What you need to know:

  • The Kenya National Federation of Sugarcane Farmers and the Kenya Union of Sugar Plantation and Allied Workers said their members wanted Muhoroni, Miwani, Chemelil, Nzoia and Sony sugar companies privatised to improve efficiency and increase revenues.

A farmers’ lobby and a workers’ union have opposed a bid by governors from Western Kenya to stop the sale of five government-owned sugar millers.

The Kenya National Federation of Sugarcane Farmers and the Kenya Union of Sugar Plantation and Allied Workers said their members wanted Muhoroni, Miwani, Chemelil, Nzoia and Sony sugar companies privatised to improve efficiency and increase revenues.

Governors Jack Ranguma (Kisumu), Okoth Obado (Migori) and Paul Chepkwony (Kericho) had on Tuesday demanded that the sale of the five companies be stopped and negotiations held afresh.

They argued that farmers’ rights to participate in the management of their own affairs and development had been violated.

But farmers Thursday said the move would hamper the country from meeting the Common Market for Eastern and Southern Africa (Comesa) regulations meant to improve competitiveness with other sugar producing countries. 

“We have all been waiting for this moment for close to a decade and there is no way the governors can stop it. They are playing politics with us,” Charles Atyang, the deputy secretary-general of the Kenya National Federation of Sugarcane Farmers, said. “We are fed up with parastatals which don’t have the interest of farmers at heart. We do not want counties to manage our millers.”

The farmers said the counties had unsuccessfully lobbied to take over the management of the millers and their call to stop the privatisation was selfish.

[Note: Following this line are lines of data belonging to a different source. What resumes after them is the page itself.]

PR #404, opened 2018-12-23
Fixes #6159 - move image_id to be under the compute_attributes

shiramax:


mbacovsky:
[test hammer]

lib/hammer_cli_foreman/host.rb
```diff
@@ -305,6 +315,13 @@ def validate_options
         end
       end
 
+      def request_params
+        params = super
+        if option_image_id
+          HammerCLIForeman::Host.set_image_uuid(params,option_image_id)
```
mbacovsky: If we split (Single Responsibility) the `set_image_uuid` we could move getting the image to ComputeResource which would be more expected place for the code. I also don't think HammerCLIForeman::Host super-command is a good place  for storing helper methods for individual subcommands. I'd keep the assignment in the Update/Create commands. If you'd need to make it more DRY it would be better to create a module with the helper method that is included in the subcommands. 
```ruby
compute_resource_id = params['host']['compute_resource_id']
image_uuid = HammerCLIForeman::ComputeResource::Utils.image_uuid(compute_resource_id, options['option_image_id'])
params['host']['compute_attributes']['image_id'] = image uuid 
```

shiramax: we could move getting the image to ComputeResource  - which file?

mbacovsky:
@shiramax looks a way better now! I realized we have to move all the code from host.rb to the `CommonUpdateOptions` module we break the existing request_params otherwise. As a bonus we get more DRY code and `set_image_uuid` won't be misplaced.

`get_image_id` should be better named `get_image_uuid` and while it is not exactly a help util we should rename the module to just `utils` to cover both methods purpose.

shiramax:
thanks @mbacovsky, please review again

lib/hammer_cli_foreman/hosts/common_update_options.rb
```diff
@@ -78,6 +85,7 @@ def request_params
         if action == :update
           params['host']['compute_attributes']['volumes_attributes'] = nested_attributes(option_volume_list) unless option_volume_list.empty?
           params['host']['interfaces_attributes'] = interfaces_attributes unless option_interface_list.empty?
+          HammerCLIForeman::Hosts::CommonUpdateOptions::set_image_uuid(params, options["option_image_id"])  if options["option_image_id"]
```
mbacovsky: Not sure if this is the best place but we should load cr_id somewhere. How about?
```ruby
options["option_image_id"]
  compute_resource_id = params['host']['compute_resource_id'] || load_compute_resource(options["option_id"]) || <rise some error>
  params['host']['compute_attributes']['image_id'] = image_uuid(compute_resource_id, options["option_image_id"])
end
```

lib/hammer_cli_foreman/hosts/common_update_options.rb
```diff
@@ -50,9 +50,15 @@ def self.ask_password
         HammerCLI.interactive_output.ask(prompt) { |q| q.echo = false }
       end
 
+      def self.set_image_uuid(params, image_id)
```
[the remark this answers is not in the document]
shiramax: How can I load cr-id from the server? You can have multiple compute resource on the servers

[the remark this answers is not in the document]
mbacovsky: It would be just for a case of an update of an existing host. We could try to load the host and check if the CR is set there. If not we should rise usage/validation error or similar

shiramax:
thanks @mbacovsky ,
please review again.

PR #405, opened 2019-01-14
Fixes #25848 - Adding SSO func. through CLI using OpenID Connect.

rahulbajaj0509:
My attempt is to use keycloak for authenticating the user
and fetching the token, once we have the token we can send this
token to the foreman api, where we can use the `JWT` gem to
validate the token and then create a session for the user.

In this pr, I have attempted to fetch the token from keycloak using 
the rest-client gem. This token has to be passed to foreman where
it will be validated and accordingly authentication would be a success/failure.

### DIFF
--- a/config/foreman.yml
+++ b/config/foreman.yml
@@ -6,8 +6,28 @@
   :host: 'https://localhost/'
 
   # Credentials. You'll be asked for them interactively if you leave them blank here
+  # Possible values:
+
+  # Basic Auth:
+  #:default_auth_type: 'Basic_Auth'
   :username: 'admin'
   #:password: 'example'
+
+  # Oauth using the Password Grant Flow:
+  # This authentication method requires sessions to be enabled, uncomment the following
+  # lines to use this authentication method.
+  #:default_auth_type: 'Oauth_Password_Grant'
+  #:oidc_token_endpoint: https://keycloak.example.com/token
+  #:oidc_client_id: example-client-id
+
+  # Oauth using Authentication Code Flow(Two Factor):
+  # This authentication method requires sessions to be enabled, uncomment the following
+  # lines to use this authentication method.
+  #:default_auth_type: 'Oauth_Authentication_Code_Grant'
+  #:oidc_token_endpoint: https://keycloak.example.com/token
+  #:oidc_authorization_endpoint: https://keycloak.example.com/auth
+  #:oidc_client_id: example-client-id
+  #:oidc_redirect_uri: urn:ietf:wg:oauth:2.0:oob
 
   # Enable using sessions
   # When sessions are enabled, hammer ignores credentials stored in the config file
--- a/lib/hammer_cli_foreman/api/authenticator.rb
+++ b/lib/hammer_cli_foreman/api/authenticator.rb
@@ -1,0 +1,81 @@
+module HammerCLIForeman
+  module Api
+    class Authenticator
+      attr_accessor :auth_type, :uri, :settings
+      def initialize(auth_type, uri, settings)
+        @auth_type = auth_type
+        @uri = uri
+        @settings = settings
+      end
+
+      def fetch
+        if ssl_cert_authentication? && !use_basic_auth?
+          void_auth
+        elsif auth_type == AUTH_TYPES[:basic_auth]
+          basic_auth
+        elsif auth_type == AUTH_TYPES[:oauth_password_grant]
+          oauth_password_grant
+        elsif auth_type == AUTH_TYPES[:oauth_authentication_code_grant]
+          oauth_authentication_code_grant
+        end
+      end
+
+      private
+
+      def void_auth
+        VoidAuth.new(_('Using certificate authentication.'))
+      end
+
+      def basic_auth
+        if HammerCLIForeman::Sessions.enabled?
+          authenticator = InteractiveBasicAuth.new(
+            settings.get(:_params, :username) || ENV['FOREMAN_USERNAME'],
+            settings.get(:_params, :password) || ENV['FOREMAN_PASSWORD']
+          )
+          SessionAuthenticatorWrapper.new(authenticator, uri, auth_type)
+        else
+          username = settings.get(:_params, :username) || ENV['FOREMAN_USERNAME'] || settings.get(:foreman, :username)
+          password = settings.get(:_params, :password) || ENV['FOREMAN_PASSWORD']
+          if password.nil? && (username == settings.get(:foreman, :username))
+            password = settings.get(:foreman, :password)
+          end
+          InteractiveBasicAuth.new(username, password)
+        end
+      end
+
+      def oauth_password_grant
+        return unless HammerCLIForeman::Sessions.enabled?
+
+        authenticator = Oauth::PasswordGrant.new(
+          ENV['OIDC_TOKEN_ENDPOINT'] || settings.get(:foreman, :oidc_token_endpoint),
+          ENV['OIDC_CLIENT_ID'] || settings.get(:foreman, :oidc_client_id),
+          ENV['OIDC_USERNAME'],
+          ENV['OIDC_PASSWORD']
+        )
+        SessionAuthenticatorWrapper.new(authenticator, uri, auth_type)
+      end
+
+      def oauth_authentication_code_grant
+        return unless HammerCLIForeman::Sessions.enabled?
+
+        authenticator = Oauth::AuthenticationCodeGrant.new(
+          ENV['OIDC_TOKEN_ENDPOINT'] || settings.get(:foreman, :oidc_token_endpoint),
+          ENV['OIDC_AUTHORIZATION_URL'] || settings.get(:foreman, :oidc_authorization_endpoint),
+          ENV['OIDC_CLIENT_ID'] || settings.get(:foreman, :oidc_client_id),
+          ENV['OIDC_REDIRECT_URI'] || settings.get(:foreman, :oidc_redirect_uri)
+        )
+        SessionAuthenticatorWrapper.new(authenticator, uri, auth_type)
+      end
+
+      def ssl_cert_authentication?
+        (settings.get(:_params, :ssl_client_cert) || settings.get(:ssl, :ssl_client_cert)) &&
+          (settings.get(:_params, :ssl_client_key) || settings.get(:ssl, :ssl_client_key))
+      end
+
+      def use_basic_auth?
+        settings.get(:_params, :ssl_with_basic_auth) ||
+          settings.get(:ssl, :ssl_with_basic_auth)
+      end
+    end
+  end
+end
--- a/lib/hammer_cli_foreman/api/connection.rb
+++ b/lib/hammer_cli_foreman/api/connection.rb
@@ -1,14 +1,26 @@
 require 'hammer_cli_foreman/api/session_authenticator_wrapper'
+require 'hammer_cli_foreman/api/authenticator'
 require 'hammer_cli_foreman/api/interactive_basic_auth'
+require 'hammer_cli_foreman/api/oauth/authentication_code_grant'
+require 'hammer_cli_foreman/api/oauth/password_grant'
 require 'hammer_cli_foreman/api/void_auth'
+require 'uri'
 
 module HammerCLIForeman
+  CONNECTION_NAME = 'foreman'
+  AUTH_TYPES = {
+    basic_auth: 'Basic_Auth',
+    oauth_authentication_code_grant: 'Oauth_Authentication_Code_Grant',
+    oauth_password_grant: 'Oauth_Password_Grant'
+  }.freeze
+
   module Api
     class Connection < HammerCLI::Apipie::ApiConnection
       attr_reader :authenticator
 
-      def initialize(settings, logger = nil, locale = nil)
-        default_params = build_default_params(settings, logger, locale)
+      def initialize(settings, logger = nil, locale = nil, auth_type = nil)
+        auth_type ||= default_auth_type(settings)
+        default_params = build_default_params(settings, logger, locale, auth_type)
         super(default_params,
           :logger => logger,
           :reload_cache => settings.get(:_params, :reload_cache) || settings.get(:reload_cache)
@@ -16,7 +28,7 @@ module HammerCLIForeman
       end
 
       def login
-        # Call some api entry point to trigger the
+        # Call some api entry point to trigger the successful connection
         @api.resource(:home).action(:status).call
       end
 
@@ -30,40 +42,35 @@ module HammerCLIForeman
 
       protected
 
-      def create_authenticator(uri, settings)
-        return @authenticator if @authenticator
+      # If the settings in foreman.yml has use_sessions as false, use :basic_auth
+      # Else if the settings in foreman.yml has use_sessions as true
+      # and if there exists a session_file with valid contents, we use the auth_type from sessions_file
+      # Thus if the session expires (indicated by nil session_id), we use the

Francis Wangara, the secretary-general of the Kenya Union of Sugar Plantation and Allied Workers, said counties have no capacity to manage millers. “Counties should not be allowed to take full responsibility over millers. That will not be privatisation. If they must be involved, they should just buy shares,” said Mr Wangara.

Solomon Kitungu, the Privatisation Commission CEO, wondered why governors claimed to have been left out of the negotiations.

“Our talks with governors are ongoing and we have done a lot to make all parties understand the process,” said Mr Kitungu on phone.

The process is part of Comesa regulations requiring that all factories be sold to private developers who can invest in modern, efficient machines and also innovative projects that can increase profitability in the sector.

Other protocols require member states to begin paying sugarcane farmers based on the sucrose content of the crop and not the tonnage system in use currently.